Australia in Switzerland
Bern and Geneva
Switzerland, Liechtenstein

statement736

Human Rights Council - 30th Regular Session

Panel discussion on the situation of human rights in the Democratic People’s Republic of Korea

21 September 2015

Australia thanks the participants in today’s panel on the situation of human rights in the Democratic People’s Republic of Korea, in particular its focus on the issue of State sanctioned abductions and enforced disappearances.

We extend particular thanks to Mr Koichiro Iizuka and Ms Kwon Eun-kyoung for travelling here today to participate. It is important that we mark that this is the first time that the voices of victims have been heard in this chamber.

The Commission of Inquiry used hundreds of hours of witness testimony to shine a light on the decades of darkness and oppression the DPRK regime has subjected its people to. The Commission extensively documented the impact of songbun, a social system used as a basis to deny people their human rights through the sheer accident of birth to the “wrong” parents.

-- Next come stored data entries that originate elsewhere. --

PR #692, opened 2024-05-14
build: upgrade codecov from v3 to v4, use secret

kdmccormick:
Per https://openedx.atlassian.net/wiki/spaces/COMM/pages/3438280709/Adding+Codecov, I think this is the right thing to do.

@dcoa , could you review this?

### DIFF
--- a/.github/workflows/ci.yml
+++ b/.github/workflows/ci.yml
@@ -39,4 +39,7 @@ jobs:
         run: npm run docs
 
       - name: Run Coverage
-        uses: codecov/codecov-action@v3
+        uses: codecov/codecov-action@v4
+        with:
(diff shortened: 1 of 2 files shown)


kdmccormick:
Hm, the Run Coverage step says:
```
Error: Codecov token not found. Please provide Codecov token with -t flag.
```

dcoa:
There is a second file that uses codecov too, [manual-publish.yml ](https://github.com/openedx/frontend-platform/blob/master/.github/workflows/manual-publish.yml#L29)

kdmccormick:
@dcoa how does this look?

dcoa (approved):
Looks good to me, thanks @kdmccormick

Witness testimony of torture, rape, forced abortions, sexual violence, and the murder of children in front of their parents was tragic and deeply moving.

We also heard that non-Korean abductees were unable to integrate into social and economic life in the DPRK. They were detained in tightly controlled compounds. They were denied the right to work, precluded from leaving their residences and moving freely in society – a violation of fundamental freedoms.

We would be interested in the panel’s views on how the international community can best engage with the DPRK regime to pragmatically improve the human rights situation on the ground.